According to a report in The New York Times (Warning: source may be paywalled), Ajit Pai and the FCC approved a set of rules in 2017 to allow television broadcasters to increase the number of stations they own. Weeks after the rules were approved, Sinclair Broadcasting announced a $3.9 billion deal to buy Tribune Media. PC Gamer reports: The deal was made possible by the new set of rules, which subsequently raised some eyebrows. Notably, the FCC’s inspector general is reportedly investigating if Pai and his aides abused their position by pushing for the rule changes that would make the deal possible, and timing them to benefit Sinclair. The extent of the investigation is not clear, nor is how long it will take. However, it does bring up the question of whether Pai had coordinated with Sinclair, and it could force him to publicly address the topic, which he hasn’t really done up to this point.
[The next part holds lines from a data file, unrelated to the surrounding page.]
PR #89, opened 2024-07-16
full i2s spec

tjknoth:
Extends bundle with full i2s spec -- need 5 pins to allow master mode. Motivated by STM microcontroller, which supports both modes.
`i2s-minimal()` is the simple interface, `i2s-master` requires 5 pins.
Interfaces probably need reworking, docs need EE knowledge. Added a reference to something that seems to specify the richer protocol.

### DIFF
--- a/src/bundles/comms.stanza
+++ b/src/bundles/comms.stanza
@@ -311,7 +311,51 @@ specification is present in NXP's references
 @member ws Word Select - typically for left vs right differentiation
 @member sd Data Signal
 <DOC>
-public pcb-bundle i2s :
+
+public pcb-enum jsl/bundles/comms/I2SPins :
+  I2S-MCK 
+  I2S-SDI
+
+pcb-bundle i2s-b (pins:Collection<I2SPins>):
   pin sck
   pin ws
-  pin sd
+  pin sdo
+  for p in pins do :
+    switch(p) :
+      I2S-MCK : mak-pin(`mck)
+      I2S-SDI : mak-pin(`sdi)
+
+doc: \<DOC>
+Inter-Integrated Sound - I2S Protocol
+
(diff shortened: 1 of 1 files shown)


src/bundles/comms.stanza
```diff
@@ -311,7 +311,51 @@ specification is present in NXP's references
 @member ws Word Select - typically for left vs right differentiation
 @member sd Data Signal
 <DOC>
-public pcb-bundle i2s :
+
+public pcb-enum jsl/bundles/comms/I2SPins :
+  I2S-MCK
```
callendorph, line 316: `MCK` is not part of the protocol specification. There is no reason it must come from the microcontroller. It could just as easily come from a standalone oscillator.

I don't think this should be included.

src/bundles/comms.stanza
```diff
@@ -311,7 +311,51 @@ specification is present in NXP's references
...
+public pcb-enum jsl/bundles/comms/I2SPins :
+  I2S-MCK 
+  I2S-SDI
+
+pcb-bundle i2s-b (pins:Collection<I2SPins>):
   pin sck
   pin ws
-  pin sd
\ No newline at end of file
+  pin sdo
```
callendorph, line 322: The `SDO` vs `SDI` distinction here is because of the microcontroller. Not because of the protocol. 

Unfortunately - the bundle language in JITX here is insufficient to actually describe the system we need. 

I don't think we should do this. 

I propose that we:
1.  We should instead leave it as a 3-pin bundle per the specification.  
2. We don't add the I2S supports bundle to the STM32 or whatever MCU yet. 

This way the user can create a `I2S` supports statement that meets their needs instead of us trying to force a solution that will never work properly because the language is deficient.

PR #90, opened 2024-07-16
Jsl/add cutouts to virtual elements pass

emspin:
Required for cutouts to actually get generated properly :)


callendorph (approved):
:+1: Thanks for adding the test!

PR #91, opened 2024-07-17
PROD-313: Fix property checking in BoxSymbolv2

emspin:
Property check was broken as the value of wildcard type was not properly accessed for comparison.


tjknoth (approved):
Just tested -- works great!

PR #93, opened 2024-07-19
revert the last commit after Carl's approval of v1

lchao-jitx:
Revert the last commit after Carl's approval of v1.

That last commit has the following changes:
  - enhanced `make-layer-stack` to support multiple adjacent dieletric layers like `[copper [prepreg1 prepreg2]]`, which is found in many JLC-PCB stackup.
  - Specific references to JLC-PCB stackups like jlcpcb-2313 was removed so the examples are general

These changes are reverted.


callendorph (approved):
Thank you!

emspin (approved):
Thanks Liang! Confirmed that `jstanza run-test jsl/tests/layerstack` passes successfully.

PR #94, opened 2024-07-19
Syntax Reform Updates for `layer()`

callendorph:
This PR needs to merge in sequence with the JITX 3.14 (PI) release which will have these syntax reforms.


bhusang (approved):

callendorph:
We have to split this up and do a different way because of symbol name issues. New PR as soon as #98 merges.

Legislators first pushed for an investigation into this matter last November. At the time, a spokesman for the FCC representing Pai called the allegations “baseless” and alluded to it being a partisan play by those who oppose the chairman. “For many years, Chairman Pai has called on the FCC to update its media ownership regulations,” the FCC spokesman said. “The chairman is sticking to his long-held views, and given the strong case for modernizing these rules, it’s not surprising that those who disagree with him would prefer to do whatever they can to distract from the merits of his proposals.”